22 Temmuz 2018 Pazar

KALBİM EGE'DE KALDI




      Gezmek güzel... Bu yıl ilk defa Ege'ye doğru gidelim dedik. Zaman kısıtlıydı, görmek istediğim her yeri göremedim ama başlangıç için hiç de fena değildi. Efes'i çok merak etmeme rağmen yolumuzu o tarafa düşüremedik. Alaçatı da merak ettiğim yerlerdendi ancak aradığımı bulabildiğimi söylersem yalan olur. Evet; evler, sokaklar,begonviller çok güzel ama turizm merkezi haline gelince günlük hayatın dinginliğinden uzaklaşmış. Urla daha yaşanabilir diye düşünmedim değil.
     Bu anlamda Bergama'yı daha çok sevdim.
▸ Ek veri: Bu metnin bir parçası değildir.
PR #284, opened 2018-07-12
Add helm package for UI

tooxie:


helm/ui/Chart.yaml
```diff
@@ -0,0 +1,5 @@
+apiVersion: v1
+appVersion: "1.0"
+description: A Helm chart for Kubernetes
```
MrPink: Can we make this more descriptive, this is used when you search Helm packages on a repository

helm/ui/templates/deployment.yaml
```diff
@@ -0,0 +1,121 @@
...
+        - name: ui
+          image: "{{ .Values.image.repository }}:{{ .Values.image.tag }}"
+          imagePullPolicy: {{ .Values.pullPolicy }}
+          args:
+          - {{ .Values.app.command }}
+          ports:
+            - name: http
+              containerPort: 8000
+              protocol: TCP
+          livenessProbe:
```
MrPink: I wonder if it makes sense to add an HTTP header to make clear what is hitting the `/health` endpoint, see https://kubernetes.io/docs/tasks/configure-pod-container/configure-liveness-readiness-probes/ under `httpHeaders`

helm/ui/templates/deployment.yaml
```diff
@@ -0,0 +1,121 @@
...
+            httpGet:
+              path: /health
+              port: http
+          readinessProbe:
```
MrPink, line 81: same here

helm/ui/templates/ingress.yaml
```diff
@@ -0,0 +1,30 @@
...
+kind: Ingress
+metadata:
+  name: {{ .Release.Name }}
+  labels:
+    app: {{ .Release.Name }}
+    chart: {{ template "ui.chart" . }}
+    release: {{ .Release.Name }}
+    heritage: {{ .Release.Service }}
+  annotations:
+    alb.ingress.kubernetes.io/scheme: "internet-facing"
```
MrPink: did we want AWS specific things in the ingress

helm/ui/values.yaml
```diff
@@ -0,0 +1,31 @@
...
+service:
+  type: NodePort
+  externalPort: 80
+  internalPort: 80
+
+ingress:
+  enabled: true
+  path: /
+  annotations:
+    alb.ingress.kubernetes.io/security-groups: "alb-ingress-controller.dev.k8s.eha.im"
```
MrPink: probably makes sense to consolidate the annotations for `alb` in one file

helm/ui/values.yaml
```diff
@@ -0,0 +1,31 @@
...
+    alb.ingress.kubernetes.io/certificate-arn: "arn:aws:acm:eu-west-1:387526361725:certificate/dcd71c49-1b5b-4b19-bd2d-6de98a3f6477"
+
+app:
+  port: 8000
+  command: start
+  secrets: ui-secrets
+  rdsDbName: aether_ui
+  rdsDbUser: aether_ui
+  rdsDbHost: dev-k8s-eha-im.cpqsfknb8sgc.eu-west-1.rds.amazonaws.com
```
MrPink, line 33: We can think about  `ExternalName service` for this perhaps - https://kubernetes.io/docs/concepts/services-networking/service/ but this doesn't have to be immediate.

aether-ui/entrypoint.sh
```diff
@@ -55,20 +55,16 @@ pip_freeze() {
 }
 
 setup_db() {
-  export PGPASSWORD=$RDS_PASSWORD
```
obdulia-losantos: Why are your removing these lines? They are necessary to connect to postgres :thinking:

tooxie: Because the deployment generates the correct environment variables, there is no need to rename them now. See:

https://github.com/eHealthAfrica/aether/blob/aa23af18eea4d7d549ba6ac2e3d76123ed9f0bd0/helm/ui/templates/deployment.yaml#L96-L108

obdulia-losantos: What happens locally? This is also used without helm :flushed:

tooxie: I checked the `aether-ui` source code and I couldn't find any mentions to these variables, but I see that `docker-compose-base.yml` sets them too. I'll issue a fix in a new PR. Is there any other place that you know these names should be updated?

obdulia-losantos: it's not used by django it's used by the psql commands `pg_isready`, `psql`, `createdb`...

obdulia-losantos: https://www.postgresql.org/docs/9.6/static/libpq-envars.html

tooxie: Yes, and they are being set with the correct name from the start. `RDS_PASSWORD` doesn't exist any more, it's now called `PGPASSWORD`, so there is no need to rename it.

tooxie: https://github.com/eHealthAfrica/aether/pull/285

MrPink (changes requested):

MrPink:
@tooxie can you also write how this should be tested in terms of installation

helm/ui/templates/deployment.yaml
tooxie: That information does not get logged, where does it show up? How would we use it?

helm/ui/templates/ingress.yaml
tooxie: I didn't know that was AWS-specific. Will move it back to the values file.

helm/ui/values.yaml
tooxie: I like the idea. But yeah, I also agree that we better think that through and introduce it for all charts at once.

tooxie:
@MrPink what do you mean by "tested in terms of installation"? Installation instructions? Automated tests? Manual tests? All of the above?

helm/ui/templates/deployment.yaml
MrPink: does it not get logged on debug?

MrPink:
as in the `helm install` + `override`

helm/ui/templates/deployment.yaml
tooxie: I'll double check, but I don't remember it being logged.

tooxie:
@MrPink there is no special instalation instructions for this package.

helm/ui/templates/nginx-config-map.yaml
```diff
@@ -0,0 +1,59 @@
...
+
+      if ($http_x_forwarded_proto != 'https') {
+       return 301 https://$host$request_uri;
+      }
+
+      location /static/ {
+        alias /var/www/static/;
+      }
+
+      # Protected media
```
obdulia-losantos: There is no media content in `ui`, you can remove this if you want.

helm/ui/templates/init-config-map.yaml
```diff
@@ -0,0 +1,16 @@
...
+  init.sh: |
+    #!/bin/bash
+    set -u
+
+    psql -c "CREATE DATABASE $DB_NAME;"
+    psql -c "CREATE USER $DB_USERNAME WITH PASSWORD '$DB_PASSWORD';"
+    psql -c "GRANT ALL PRIVILEGES ON DATABASE $DB_NAME TO $DB_USERNAME;"
+
+    # Fix EFS mount permissions
+    chmod -R 775 /media
```
obdulia-losantos: Nice to have but not needed. :wink:

helm/ui/templates/deployment.yaml
```diff
@@ -0,0 +1,121 @@
...
+      - name: {{ .Chart.Name }}
+      - name: static-assets-volume
+        emptyDir: {}
+      - name: nginx-config
+        configMap:
+          name: {{ .Release.Name }}-nginx-config
+      - name: init-config
+        configMap:
+          name: {{ .Release.Name }}-init-config
+          defaultMode: 0744
```
obdulia-losantos, line 123: I missed this block

```
        # `WEB_SERVER_PORT` is kept around for compatibility with the old tests,
        # which are using different ports in different environments. Once all
        # tests have been updated to run inside the cluster, `WEB_SERVER_PORT`
        # can be removed.
        - name: WEB_SERVER_PORT
          value: {{ quote .Values.webserverPort }}
```

obdulia-losantos (changes requested):
`WEB_SERVER_PORT`is now required to start the container, even with the `start` command.

helm/ui/templates/deployment.yaml
tooxie: Added.

obdulia-losantos (approved):

helm/ui/templates/deployment.yaml
tooxie: Checked, they don't show up anywhere.

MrPink (approved):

Denize kıyısının olmaması hayatını kurtarmış belki de. Orada doğal bir yaşantı var.
Antik kent ise son derecede etkileyici. Ülkemizdeki kültür varlıklarımızı tanıtmakta yetersiz kalıyoruz. 8500 yıllık bir miras gözlerimizin önünde çoğumuz farkında değiliz.  Turistler kıymetini bizden iyi biliyor.




                                                   Antik tiyatro çok etkileyici.
                           Tiyatroya bağlanan tünel.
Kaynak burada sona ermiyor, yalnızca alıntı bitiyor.